In this blog, we are going to solve the ‘N’ queens puzzle in Java. We will begin with an overview of the problem, move on to understand the challenges involved in the solution and finally write the code in Java using recursion. As always, I will be explaining the code in detail with proper reasoning. I have also included images where necessary which will help you to visualize the theory and the solution.

In my previous blog, we had a look at the 4 queens puzzle in detail. Using a lot of pictorial representations, we understood the problem and the solution, chose a single dimension array instead of a 2 dimensional array and finally, we went through each line of code in Java.
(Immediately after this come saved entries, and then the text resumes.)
PR #145, opened 2017-04-11
Grant access to postgres_log partitions to admin

CyberDem0n:
It's not nice to query parent table because it will have to parse 7 or 8 csv files all the time.


alexeyklyukin:
👍

avaczi:
:+1:

PR #147, opened 2017-04-12
v prefix is not needed when we are refering commit id

CyberDem0n:
it is only necessary when we reference a specific tag.


alexeyklyukin:
👍

CyberDem0n:
:+1:

PR #395, opened 2019-12-12
Solve problem with backup_label

CyberDem0n:
remove the file if we can proof that postgres was really in backup mode


sdudoladov:
:+1:

CyberDem0n:
:+1:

If you are completely new to the 4/8/’N’ queen puzzle, I would recommend that you read that blog first.

##### What is the ‘N’ queens problem ?

In the 4 queens puzzle, we were faced with the problem of placing 4 queens on a 4 *4 chess board such that no two queens attack each other. In the ‘N’ queens problem, we will have a N * N chess board and try and place ‘N’ queens such that no 2 queens attack each other. Let’s consider N = 8 to begin with. If 2 queens should not attack each other, it means no two queens share:

- Same row
- Same column
- Diagonal

The constraints for the ‘N’ queens problem remains the same as the 4 queens problem. From a code perspective, we will actually reuse the same function, noKill, to check for conflicts. The 4 queens problem had 2 solutions satisfying these constraints. The 8 queens problem has 92 solutions – we can place 8 queens on the 8 * 8 board in 92 different ways which satisfy the constraints mentioned above.
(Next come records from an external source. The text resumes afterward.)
PR #397, opened 2019-12-18
Bump the default backup retention to 5

CyberDem0n:
keeping backups for the past 5 days gives us a guaranty that on Monday we can recover from some failure on Thursday.


FxKu:
:+1:

CyberDem0n:
:+1:

PR #400, opened 2019-12-23
Timescaledb 1.5.1

CyberDem0n:
Timescaledb is planning to deprecate support for postgres 9.6 in upcoming releases. In order to prepare for it we introduce the new variable, `TIMESCALEDB_LEGACY`. Now it has the same value as
`TIMESCALEDB`, but in future it will stick to the last release supporting 9.6.

In addition to that fix the postgis upgrade and reorder PATH. It is better when the psql is found as /usr/bin/psql, because it does some magic with LD_PRELOAD=ibreadline.so in order to provide better usability.


FxKu:
:+1:

CyberDem0n:
:+1:

PR #401, opened 2019-12-23
Limit the number of unexpected restarts of Patroni

CyberDem0n:
Usually that happens if the custom_bootstrap is failing.

The maximum number of restarts is 5. Between every attempt the backoff is applied. Backoff time is calculated as ATTEMPT*30.

Cases when Patroni is killed with -9 or by OOM are excluded (number of restarts is not limited and backoff is not applied).


avaczi:
:+1:

CyberDem0n:
:+1:

PR #404, opened 2020-01-23
Added missing reference when using basebackup_fast_xlog method.

ermajn:
Template have `basebackup_fast_xlog` defined but there was missing reference to a command.


ermajn:
> The `bootstrap.dcs.standby_cluster.create_replica_methods.basebackup_fast_xlog` refers already existing section `postgresql.basebackup_fast_xlog`. It is located just a few lines up from this place.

##### Logical solution to the puzzle

The steps required to place the 8 queens on the board is similar to the 4 queens puzzle. We take the same approach of placing the queens in a column by column manner. The image above shows how the queens,Q1 to Q8, have been placed in the columns starting from left to right.

As a quick refresher, in order to place the 8 queens without any conflict, we start at the top left corner.The first queen is placed in that square. We move to the 2nd column and find a suitable position in that column which has no conflict with the first queen. Then we move on to the 3rd queen where we will check for conflicts with the previous two queens. This procedure repeats until we are able to place all 8 queens on the board. If we find a conflict at some point, we backtrack to the previous column and move the queen to the next position/row in that column.

##### Technical parts common to the the 4 queens problem

###### Handling the results

In the 4 * 4 queens scenario, we initialized a single dimension array of size 4 to hold the results. We will use the same 1 dimensional array but since we have 8 queens to deal with or in fact let’s go ahead and generalize it to ‘N’ queens, we will dynamically initialize a board of size ‘N’.

int [] board = new int[noOfQueens];

The size of the array will be the number of queens we want to place on the board, let’s take that as an input and assign it to the parameter shown above.

###### The ‘noKill’ function to check conflicts

We wrote the code for this function in the 4 queens problem and this piece of code remains the same for the ‘N’ queens problem as well. We check for same row and diagonal conflicts in the function. Since we place one queen per column, there is no need to do a conflict check for column.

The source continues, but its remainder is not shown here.